This work proposes a semantic navigation approach for autonomous robots operating in unknown environments, addressing the common oversight of semantic cues such as signs and room numbers that can significantly improve navigation efficiency. The method integrates local perception, frontier-based exploration, and a large language model (LLM) to dynamically interpret environmental text, infer symbolic patterns (e.g., room numbering conventions), and construct a confidence grid that guides exploration in real time. Notably, this is the first framework to employ an LLM for on-the-fly parsing of environmental text to drive forward-looking goal inference. Evaluated on realistic floorplans, the approach achieves a weighted path success rate over 25% higher than baseline methods, approaching the performance of optimal paths.
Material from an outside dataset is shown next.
PR #1805, opened 2019-08-11
Make LoggingAppenderTests more robust

meltsufin:


meltsufin:
@spencergibb This should fix the Jenkins build. You also should no longer have to set the project id.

Autonomous navigation in unfamiliar environments often relies on geometric mapping and planning strategies that overlook rich semantic cues such as signs, room numbers, and textual labels. We propose a novel semantic navigation framework that leverages large language models (LLMs) to infer patterns from partial observations and predict regions where the goal is most likely located. Our method combines local perceptual inputs with frontier-based exploration and periodic LLM queries, which extract symbolic patterns (e.g., room numbering schemes and building layout structures) and update a confidence grid used to guide exploration. This enables robots to move efficiently toward goal locations labeled with textual identifiers (e.g.,"room 8") even before direct observation. We demonstrate that this approach enables more efficient navigation in sparse, partially observable grid environments by exploiting symbolic patterns. Experiments across environments modeled after real floor plans show that our approach consistently achieves near-optimal paths and outperforms baselines by over 25% in Success weighted by Path Length.